┌──

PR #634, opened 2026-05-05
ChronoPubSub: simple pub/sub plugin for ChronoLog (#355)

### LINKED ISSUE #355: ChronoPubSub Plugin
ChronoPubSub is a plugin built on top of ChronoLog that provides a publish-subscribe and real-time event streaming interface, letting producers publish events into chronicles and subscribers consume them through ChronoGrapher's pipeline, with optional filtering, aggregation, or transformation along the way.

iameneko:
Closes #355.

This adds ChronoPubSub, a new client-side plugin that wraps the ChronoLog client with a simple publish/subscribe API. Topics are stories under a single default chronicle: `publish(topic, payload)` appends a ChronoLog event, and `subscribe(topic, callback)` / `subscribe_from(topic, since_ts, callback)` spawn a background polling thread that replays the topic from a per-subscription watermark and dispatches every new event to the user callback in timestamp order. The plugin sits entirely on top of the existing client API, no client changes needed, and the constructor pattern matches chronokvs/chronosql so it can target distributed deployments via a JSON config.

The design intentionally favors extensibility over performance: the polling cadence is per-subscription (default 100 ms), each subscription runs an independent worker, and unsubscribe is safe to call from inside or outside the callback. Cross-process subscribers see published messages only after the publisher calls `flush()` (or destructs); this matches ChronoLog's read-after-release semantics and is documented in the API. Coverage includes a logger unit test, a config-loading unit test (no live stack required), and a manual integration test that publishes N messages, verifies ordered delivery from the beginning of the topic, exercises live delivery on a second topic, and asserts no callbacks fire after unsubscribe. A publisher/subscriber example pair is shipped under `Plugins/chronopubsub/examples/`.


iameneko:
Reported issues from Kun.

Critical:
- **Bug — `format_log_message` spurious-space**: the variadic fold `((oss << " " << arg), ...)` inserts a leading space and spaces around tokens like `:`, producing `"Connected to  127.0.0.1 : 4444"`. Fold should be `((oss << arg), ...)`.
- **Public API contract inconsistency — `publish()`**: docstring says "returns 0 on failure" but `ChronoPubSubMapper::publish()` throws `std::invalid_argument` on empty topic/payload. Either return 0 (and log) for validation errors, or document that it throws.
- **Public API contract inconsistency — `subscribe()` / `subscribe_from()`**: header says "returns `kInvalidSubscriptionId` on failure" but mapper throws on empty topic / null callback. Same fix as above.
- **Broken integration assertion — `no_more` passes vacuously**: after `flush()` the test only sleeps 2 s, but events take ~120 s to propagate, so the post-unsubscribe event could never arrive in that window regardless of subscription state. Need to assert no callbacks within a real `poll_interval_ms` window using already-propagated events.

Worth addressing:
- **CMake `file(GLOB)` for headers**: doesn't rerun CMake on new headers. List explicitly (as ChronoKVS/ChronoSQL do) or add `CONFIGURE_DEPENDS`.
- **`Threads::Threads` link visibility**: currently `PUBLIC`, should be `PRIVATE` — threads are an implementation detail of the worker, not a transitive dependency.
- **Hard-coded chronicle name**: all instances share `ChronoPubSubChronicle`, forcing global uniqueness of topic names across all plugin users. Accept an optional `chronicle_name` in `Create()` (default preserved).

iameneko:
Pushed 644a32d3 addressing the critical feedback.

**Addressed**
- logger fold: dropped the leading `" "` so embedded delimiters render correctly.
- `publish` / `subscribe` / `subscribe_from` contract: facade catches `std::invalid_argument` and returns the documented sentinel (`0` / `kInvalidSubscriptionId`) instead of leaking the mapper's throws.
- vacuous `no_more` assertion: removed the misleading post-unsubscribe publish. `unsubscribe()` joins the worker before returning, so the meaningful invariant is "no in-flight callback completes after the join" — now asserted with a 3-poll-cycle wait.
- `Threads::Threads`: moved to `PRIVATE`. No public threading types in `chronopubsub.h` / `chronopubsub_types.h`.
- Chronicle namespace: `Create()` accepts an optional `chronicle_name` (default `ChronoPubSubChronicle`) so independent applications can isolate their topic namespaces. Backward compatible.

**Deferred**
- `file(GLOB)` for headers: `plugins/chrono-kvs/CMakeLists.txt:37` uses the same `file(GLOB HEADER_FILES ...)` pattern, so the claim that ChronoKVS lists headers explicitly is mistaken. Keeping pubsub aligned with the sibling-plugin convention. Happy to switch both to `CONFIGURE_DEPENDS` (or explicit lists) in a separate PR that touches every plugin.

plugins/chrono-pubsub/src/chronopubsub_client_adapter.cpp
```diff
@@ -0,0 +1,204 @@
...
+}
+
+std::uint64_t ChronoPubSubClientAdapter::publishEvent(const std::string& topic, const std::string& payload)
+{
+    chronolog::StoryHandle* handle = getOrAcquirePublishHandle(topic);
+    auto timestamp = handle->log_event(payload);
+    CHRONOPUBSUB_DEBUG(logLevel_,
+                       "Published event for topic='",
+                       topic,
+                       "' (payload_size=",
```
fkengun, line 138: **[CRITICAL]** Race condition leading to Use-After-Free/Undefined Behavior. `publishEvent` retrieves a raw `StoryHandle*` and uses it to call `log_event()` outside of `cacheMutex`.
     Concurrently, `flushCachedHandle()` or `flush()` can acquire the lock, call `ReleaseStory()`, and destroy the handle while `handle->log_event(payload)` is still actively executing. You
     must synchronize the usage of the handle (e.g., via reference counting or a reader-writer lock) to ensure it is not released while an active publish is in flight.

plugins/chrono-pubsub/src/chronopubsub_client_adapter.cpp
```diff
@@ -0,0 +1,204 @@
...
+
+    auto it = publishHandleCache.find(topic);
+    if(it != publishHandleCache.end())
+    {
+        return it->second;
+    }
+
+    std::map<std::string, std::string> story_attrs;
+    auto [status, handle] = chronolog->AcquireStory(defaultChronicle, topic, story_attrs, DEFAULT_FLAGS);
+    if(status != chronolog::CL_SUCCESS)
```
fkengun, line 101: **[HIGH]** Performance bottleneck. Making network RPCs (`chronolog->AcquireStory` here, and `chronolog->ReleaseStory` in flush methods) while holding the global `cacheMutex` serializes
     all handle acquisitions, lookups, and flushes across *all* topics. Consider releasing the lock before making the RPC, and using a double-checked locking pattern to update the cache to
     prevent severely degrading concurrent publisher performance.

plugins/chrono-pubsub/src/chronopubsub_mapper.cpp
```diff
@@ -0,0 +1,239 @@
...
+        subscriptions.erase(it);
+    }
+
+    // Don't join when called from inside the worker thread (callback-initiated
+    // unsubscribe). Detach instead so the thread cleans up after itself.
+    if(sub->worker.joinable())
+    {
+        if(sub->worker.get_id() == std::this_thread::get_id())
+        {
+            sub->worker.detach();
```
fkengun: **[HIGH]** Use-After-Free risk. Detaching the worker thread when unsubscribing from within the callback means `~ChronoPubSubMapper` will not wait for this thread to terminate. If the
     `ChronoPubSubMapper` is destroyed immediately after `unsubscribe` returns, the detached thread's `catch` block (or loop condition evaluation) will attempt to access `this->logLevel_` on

└──

**WHAT IS NEEDED**
What is needed is a word-for-word copy of all the entries.

**ANSWER BOX**
PR #634, opened 2026-05-05
ChronoPubSub: simple pub/sub plugin for ChronoLog (#355)

### LINKED ISSUE #355: ChronoPubSub Plugin
ChronoPubSub is a plugin built on top of ChronoLog that provides a publish-subscribe and real-time event streaming interface, letting producers publish events into chronicles and subscribers consume them through ChronoGrapher's pipeline, with optional filtering, aggregation, or transformation along the way.

iameneko:
Closes #355.

This adds ChronoPubSub, a new client-side plugin that wraps the ChronoLog client with a simple publish/subscribe API. Topics are stories under a single default chronicle: `publish(topic, payload)` appends a ChronoLog event, and `subscribe(topic, callback)` / `subscribe_from(topic, since_ts, callback)` spawn a background polling thread that replays the topic from a per-subscription watermark and dispatches every new event to the user callback in timestamp order. The plugin sits entirely on top of the existing client API, no client changes needed, and the constructor pattern matches chronokvs/chronosql so it can target distributed deployments via a JSON config.

The design intentionally favors extensibility over performance: the polling cadence is per-subscription (default 100 ms), each subscription runs an independent worker, and unsubscribe is safe to call from inside or outside the callback. Cross-process subscribers see published messages only after the publisher calls `flush()` (or destructs); this matches ChronoLog's read-after-release semantics and is documented in the API. Coverage includes a logger unit test, a config-loading unit test (no live stack required), and a manual integration test that publishes N messages, verifies ordered delivery from the beginning of the topic, exercises live delivery on a second topic, and asserts no callbacks fire after unsubscribe. A publisher/subscriber example pair is shipped under `Plugins/chronopubsub/examples/`.


iameneko:
Reported issues from Kun.

Critical:
- **Bug — `format_log_message` spurious-space**: the variadic fold `((oss << " " << arg), ...)` inserts a leading space and spaces around tokens like `:`, producing `"Connected to  127.0.0.1 : 4444"`. Fold should be `((oss << arg), ...)`.
- **Public API contract inconsistency — `publish()`**: docstring says "returns 0 on failure" but `ChronoPubSubMapper::publish()` throws `std::invalid_argument` on empty topic/payload. Either return 0 (and log) for validation errors, or document that it throws.
- **Public API contract inconsistency — `subscribe()` / `subscribe_from()`**: header says "returns `kInvalidSubscriptionId` on failure" but mapper throws on empty topic / null callback. Same fix as above.
- **Broken integration assertion — `no_more` passes vacuously**: after `flush()` the test only sleeps 2 s, but events take ~120 s to propagate, so the post-unsubscribe event could never arrive in that window regardless of subscription state. Need to assert no callbacks within a real `poll_interval_ms` window using already-propagated events.

Worth addressing:
- **CMake `file(GLOB)` for headers**: doesn't rerun CMake on new headers. List explicitly (as ChronoKVS/ChronoSQL do) or add `CONFIGURE_DEPENDS`.
- **`Threads::Threads` link visibility**: currently `PUBLIC`, should be `PRIVATE` — threads are an implementation detail of the worker, not a transitive dependency.
- **Hard-coded chronicle name**: all instances share `ChronoPubSubChronicle`, forcing global uniqueness of topic names across all plugin users. Accept an optional `chronicle_name` in `Create()` (default preserved).

iameneko:
Pushed 644a32d3 addressing the critical feedback.

**Addressed**
- logger fold: dropped the leading `" "` so embedded delimiters render correctly.
- `publish` / `subscribe` / `subscribe_from` contract: facade catches `std::invalid_argument` and returns the documented sentinel (`0` / `kInvalidSubscriptionId`) instead of leaking the mapper's throws.
- vacuous `no_more` assertion: removed the misleading post-unsubscribe publish. `unsubscribe()` joins the worker before returning, so the meaningful invariant is "no in-flight callback completes after the join" — now asserted with a 3-poll-cycle wait.
- `Threads::Threads`: moved to `PRIVATE`. No public threading types in `chronopubsub.h` / `chronopubsub_types.h`.
- Chronicle namespace: `Create()` accepts an optional `chronicle_name` (default `ChronoPubSubChronicle`) so independent applications can isolate their topic namespaces. Backward compatible.

**Deferred**
- `file(GLOB)` for headers: `plugins/chrono-kvs/CMakeLists.txt:37` uses the same `file(GLOB HEADER_FILES ...)` pattern, so the claim that ChronoKVS lists headers explicitly is mistaken. Keeping pubsub aligned with the sibling-plugin convention. Happy to switch both to `CONFIGURE_DEPENDS` (or explicit lists) in a separate PR that touches every plugin.

plugins/chrono-pubsub/src/chronopubsub_client_adapter.cpp
```diff
@@ -0,0 +1,204 @@
...
+}
+
+std::uint64_t ChronoPubSubClientAdapter::publishEvent(const std::string& topic, const std::string& payload)
+{
+    chronolog::StoryHandle* handle = getOrAcquirePublishHandle(topic);
+    auto timestamp = handle->log_event(payload);
+    CHRONOPUBSUB_DEBUG(logLevel_,
+                       "Published event for topic='",
+                       topic,
+                       "' (payload_size=",
```
fkengun, line 138: **[CRITICAL]** Race condition leading to Use-After-Free/Undefined Behavior. `publishEvent` retrieves a raw `StoryHandle*` and uses it to call `log_event()` outside of `cacheMutex`.
     Concurrently, `flushCachedHandle()` or `flush()` can acquire the lock, call `ReleaseStory()`, and destroy the handle while `handle->log_event(payload)` is still actively executing. You
     must synchronize the usage of the handle (e.g., via reference counting or a reader-writer lock) to ensure it is not released while an active publish is in flight.

plugins/chrono-pubsub/src/chronopubsub_client_adapter.cpp
```diff
@@ -0,0 +1,204 @@
...
+
+    auto it = publishHandleCache.find(topic);
+    if(it != publishHandleCache.end())
+    {
+        return it->second;
+    }
+
+    std::map<std::string, std::string> story_attrs;
+    auto [status, handle] = chronolog->AcquireStory(defaultChronicle, topic, story_attrs, DEFAULT_FLAGS);
+    if(status != chronolog::CL_SUCCESS)
```
fkengun, line 101: **[HIGH]** Performance bottleneck. Making network RPCs (`chronolog->AcquireStory` here, and `chronolog->ReleaseStory` in flush methods) while holding the global `cacheMutex` serializes
     all handle acquisitions, lookups, and flushes across *all* topics. Consider releasing the lock before making the RPC, and using a double-checked locking pattern to update the cache to
     prevent severely degrading concurrent publisher performance.

plugins/chrono-pubsub/src/chronopubsub_mapper.cpp
```diff
@@ -0,0 +1,239 @@
...
+        subscriptions.erase(it);
+    }
+
+    // Don't join when called from inside the worker thread (callback-initiated
+    // unsubscribe). Detach instead so the thread cleans up after itself.
+    if(sub->worker.joinable())
+    {
+        if(sub->worker.get_id() == std::this_thread::get_id())
+        {
+            sub->worker.detach();
```
fkengun: **[HIGH]** Use-After-Free risk. Detaching the worker thread when unsubscribing from within the callback means `~ChronoPubSubMapper` will not wait for this thread to terminate. If the
     `ChronoPubSubMapper` is destroyed immediately after `unsubscribe` returns, the detached thread's `catch` block (or loop condition evaluation) will attempt to access `this->logLevel_` on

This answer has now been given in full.